To make effective and efficient treatments, the majority of ethnoveterinary practitioners in the study district used fresh plant materials (79%). The use of fresh plant materials for remedy preparations is well documented elsewhere in Ethiopia (Lulekal et al., 2014; Eshetu et al., 2015; Maryo et al., 2015; Wodegebriel et al., 2018) as fresh plant materials maintain the majority of bioactive compounds when compared to dry plant materials as they lose volatile but important secondary metabolites.
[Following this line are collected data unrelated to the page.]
PR #973, opened 2018-02-02
Improve map tests

gdbelvin:
Make the map test more robust by not referencing nil pointers

### DIFF
--- a/integration/maptest/map.go
+++ b/integration/maptest/map.go
@@ -150,7 +150,7 @@ func newTreeWithHasher(ctx context.Context, tadmin trillian.TrillianAdminClient,
 
 	hasher, err := hashers.NewMapHasher(tree.HashStrategy)
 	if err != nil {
-		return nil, nil, nil, nil
+		return nil, nil, nil, err
 	}
 	return tree, hasher, initResp.Created, nil
 }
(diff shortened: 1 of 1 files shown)


integration/maptest/map.go
```diff
@@ -177,55 +177,58 @@ func RunMapRevisionZero(ctx context.Context, t *testing.T, tadmin trillian.Trill
...
+					MapId: tree.TreeId,
+				})
+				if err != nil {
+					t.Fatalf("GetSignedMapRoot(): %v", err)
+				}
+				if err := verifyGetSignedMapRootResponse(getSmrResp.GetMapRoot(), tc.wantRev,
+					pubKey, hasher, tree.TreeId); err != nil {
+					t.Errorf("verifyGetSignedMapRootResponse(rev %v): %v", tc.wantRev, err)
+				}
+				//
```
AlCutter: What are these blank comment lines for, would a blank line suffice?

gdbelvin: Not sure. I'll remove it. I think it was pre-existing.

gdbelvin:
PTAL

integration/maptest/map.go
```diff
@@ -177,55 +177,57 @@ func RunMapRevisionZero(ctx context.Context, t *testing.T, tadmin trillian.Trill
...
-				t.Errorf("%v: newTreeWithHasher() returned unexpected root hash %x, want %x", tc.desc, got, want)
-			}
-			pubKey, err := der.UnmarshalPublicKey(tree.GetPublicKey().GetDer())
-			if err != nil {
-				t.Errorf("%v: UnmarshalPublicKey(%v): %v", tc.desc, hsr.hashStrategy, err)
-			}
+			t.Run(fmt.Sprintf("%v/%v", tc.desc, hsr.hashStrategy), func(t *testing.T) {
+				tree, hasher, smr, err := newTreeWithHasher(ctx, tadmin, tmap, hsr.hashStrategy)
+				if err != nil {
+					t.Fatalf("newTreeWithHasher(%v): %v", hsr.hashStrategy, err)
```
phad: Does t.Fatalf() kill the entire test suite or will it be recovered by test.T so the next sub-test can run?

gdbelvin: Fatalf only kills the test currently inside `t.Run` which is nice.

The majority of informants confirmed that the bulk of preparations (60%) were made by crushing and mixing with water, which is consistent with prior findings from other studies (Eshetu et al., 2015; Kidane et al., 2018). Most informants reported that the main means of administering medicine was oral treatment which agrees with the findings of (Giday et al., 2009; Maryo et al., 2015).
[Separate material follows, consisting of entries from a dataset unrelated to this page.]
PR #975, opened 2018-02-05
Factor out LeafSequencer from LeafDequeuer

pavelkalinnikov:


pavelkalinnikov:
Postponing this until #977 gets merged.

pavelkalinnikov:
The net effect of this change after #977 would be a TODO comment. Droping it for now.

PR #978, opened 2018-02-05
Wait for first root to become available during {Log,Map}Init

gdbelvin:
`InitMap` is essentially an asynchronous call. When it returns, Map revision 0 may not be available via the `GetMapRevision` APIs.

This change causes the client to wait until the first map root does become available. 
Should this waiting operation be a client or server side operation?


AlCutter:
Looks like you might need to update the fake server too, though.

gdbelvin:
Added fake Log and Map implementations. 
These were files that were in KeyTransparency, but perhaps this is a better home for them.

cmd/createtree/main_test.go
```diff
@@ -105,27 +114,34 @@ func TestCreateTree(t *testing.T) {
 			wantErr:  true,
 		},
 		{
-			desc:      "createErr",
-			createErr: errors.New("create tree failed"),
-			wantErr:   true,
+			desc:         "createErr",
+			expectCreate: 4,
```
AlCutter: This seems quite brittle - if the logic of the backoff or the context timeout changes this is likely to start failing in unexpected ways.
So, how about if an `err` is set for the corresponding function, we implicitly set up the expect as `MinTimes(1)` or similar?

gdbelvin: sounds good

gdbelvin:
Added a function to compute the number of times we should expect a function to be called. PTAL

cmd/createtree/main_test.go
```diff
@@ -195,6 +186,25 @@ func runTest(t *testing.T, tests []*testCase) {
...
+	// If a function prior to this function errored,
+	// we do not expect this function to be called.
+	for _, e := range prevErr {
+		if e != nil {
+			return 0
+		}
+	}
+	// If this function errors, it will be retried multiple times.
+	if err != nil {
+		return 3
```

The calculation of fidelity level of medicinal plants found out that Cynodon dactylon, Inula confertiflora, Nicotiana tabacum, Verbascum sinaticum, and Cucumis ficifolius had high fidelity levels. according to Trotter and Logan (1986), fidelity level is a measure of the healing ability of medicinal plants. Therefore, medicinal plants having a high-fidelity level indicates that they are speculated to be effective in their curing potential and can be a good candidate for modern drug formulation.
In addition, the calculation of informant consensus factor values showed that prevalent diseases in the study area have higher informant consensus factor values and less prevalent diseases showed smaller informant consensus values. In addition, the lower values of informant consensus factors indicated that the willingness of sharing indigenous knowledge among traditional healers is minimum. Probably this is due to the belief that their healing activity cannot work if the secret is revealed to others in the study district. Furthermore, traditional healers living in different habitats may use different medicinal plant species to treat the same diseases. The informant consensus values also suggested that people in the community share knowledge about the most significant medicinal plant species for treating the most common ailments.
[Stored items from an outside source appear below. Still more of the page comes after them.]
PR #881, opened 2019-05-24
fix vendored ruby is not in PATH for CNB v3

neerfri:
This fixes a problem where the `ruby` binary that is vendored in the `heroku_ruby` layer is not used by default.
This causes many native gems to fail with `"incompatible library version"` error.
Tto reproduce the problem run `pack build` in a ruby project that has `mysql2` gem in it's Gemfile. Then run `docker run --rm my-built-image bundle exec ruby -e "require 'mysql2'"`

The reason for this error is that ruby's [`dln_incompatible_library_p`](https://github.com/ruby/ruby/blob/d48783bb0236db505fe1205d1d9822309de53a36/dln.c#L1252-L1256) ensures that the MRI binary used and the dynamic library loaded have the exact same `ruby_xmalloc`.

~The solution implemented here "exports" the relevant parts of the `PATH` (those starting with `<layer-dir>`) to the `env.launch/PATH` file so it is appended properly as specific by the [CNB spec](https://github.com/buildpack/spec/blob/37ba4d9/buildpack.md#provided-by-the-buildpacks)~

The change adds the same path that is used during install (in `#setup_ruby_install_env`) to the `PATH` written to `profile.d`

### DIFF
--- a/bin/build
+++ b/bin/build
@@ -9,7 +9,7 @@ BIN_DIR=$(cd $(dirname $0); pwd)
 BUILDPACK_DIR=$(dirname $BIN_DIR)
 
 # legacy buildpack uses $STACK 
-STACK=$PACK_STACK_ID
+STACK=$CNB_STACK_ID
 
 source "$BIN_DIR/support/bash_functions.sh"
 heroku_buildpack_ruby_install_ruby "$BIN_DIR" "$BUILDPACK_DIR"
--- a/bin/build
+++ b/bin/build
@@ -1,0 +1,17 @@
+#!/usr/bin/env bash
+
+LAYERS_DIR=$1
+PLATFORM_DIR=$2
+ENV_DIR="$PLATFORM_DIR/env"
+PLAN=$3
+APP_DIR=$(pwd)
+BIN_DIR=$(cd $(dirname $0); pwd)
+BUILDPACK_DIR=$(dirname $BIN_DIR)
+
+# legacy buildpack uses $STACK 
+STACK=$PACK_STACK_ID
+
+source "$BIN_DIR/support/bash_functions.sh"
+heroku_buildpack_ruby_install_ruby "$BIN_DIR" "$BUILDPACK_DIR"
+
+$heroku_buildpack_ruby_dir/bin/ruby $BIN_DIR/support/ruby_build $APP_DIR $LAYERS_DIR $PLATFORM_DIR $PLAN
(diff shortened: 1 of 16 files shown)


schneems:
Thanks for the PR!

/cc @hone wdyt? It might take a bit of time, he's traveling now. Terence wrote all that integration, so he's the best to review this.

neerfri:
@schneems thanks for your response.

I think I may have found a more clean way to do this using the `profile.d` feature since this is the one currently setting the `PATH`. see https://github.com/heroku/heroku-buildpack-ruby/blob/41e1a97901cba675ad12344d1245389aec44912a/lib/language_pack/ruby.rb#L400-L402

Working on the change now. I'll push it here

neerfri:
TL;DR; This should NOT be merged for now.

While trying to come up with simple steps to reproduce I found that the buildpack symlinks the `ruby` binary to `bin/ruby`. So everything works well without this PR, just not in my app :trollface: 

In my app, for some cosmic reason, these symlinks are not present in the final image, although they are present when the buildpack finishes (I've added a `ls -al bin` in `bin/build` to verify).
I'm trying to figure out why. Looks like a deep rabbit hole.

As a side thought, Does it even make sense to symlink between layers? shouldn't they be somewhat "independent"

neerfri:
I've tracked the problem I had with the `bin/ruby` symlink. Obviously it was a silly-right-under-your-node kind of problem, I've used docker-compose to run the image with all it's dependencies and that docker-compose file mounted the `bin` folder for some reason.

The reason this mount existed is for developers to be able to develop locally (in desktop IDE) while the tests & server are running in a container (as well as the DBs). This makes for an easier on boarding of developers and easier upgrades of stack elements. In this case syncing `bin` is really not so important so it's not a blocker for me.


I think it would be wise to still merge this PR since it makes the right ruby binary to be used at all times. For example when changing the current working directory:
(with`heroku-buildpack-ruby-app` being an image built using the ruby buildpack)

```
$ docker run --rm heroku-buildpack-ruby-app "which -a ruby"
bin/ruby
/usr/bin/ruby
$ docker run --rm heroku-buildpack-ruby-app "cd / && which -a ruby"`
/usr/bin/ruby
```

neerfri:
@schneems, following your rebase of the `cnb` branch I've rebased this PR too and squashed everything to 1 commit.

As I wrote above I believe it's a good addition to the ruby buildpack since users of the buildpack probably expect their ruby binary (and version) to be the one they installed in the buildpack and not the system default ruby. Currently if any code changes `PWD` it will break.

The preference ranking exercise helped in determining which medicinal plant species are most used to treat blackleg that is frequently reported in the study area. As the result, salvia nilotica, Allium sativum, Cucumis ficifolius, Verbascum sinaticum, and Ruta chalpensis had the highest scores and were identified as the most effective treatments for this disease. Future research on the bioactive components of these medicinal plant species against blackleg also may lead to a good result for the development of drugs.
The results of a direct matrix ranking exercise revealed that the highest values (ranks) for several multipurpose ethnoveterinary medicinal plants in the study area such as Juniperus procera, Millettia ferruginea, Croton macrostachyus, Acacia etbaica, Buddleja polystachya, and Carissa spinarum. This result suggested that these plants are overexploited for non-medicinal purposes rather than for their reported medicinal values. Overharvesting of multipurpose medicinal plants for agricultural land expansion, fuelwood collection, cutting for furniture production, fence, house construction, and charcoal production, and other purposes was identified as contributing factors to the depletion of such species in the study area. As the result, the findings require immediate conservation actions to protect the rapidly declining multipurpose ethnoveterinary medicinal plant species of the study area. The same results showing the highest exploitation of multipurpose ethnoveterinary medicinal plants have been documented from different regions of Ethiopia (Yineger et al., 2007).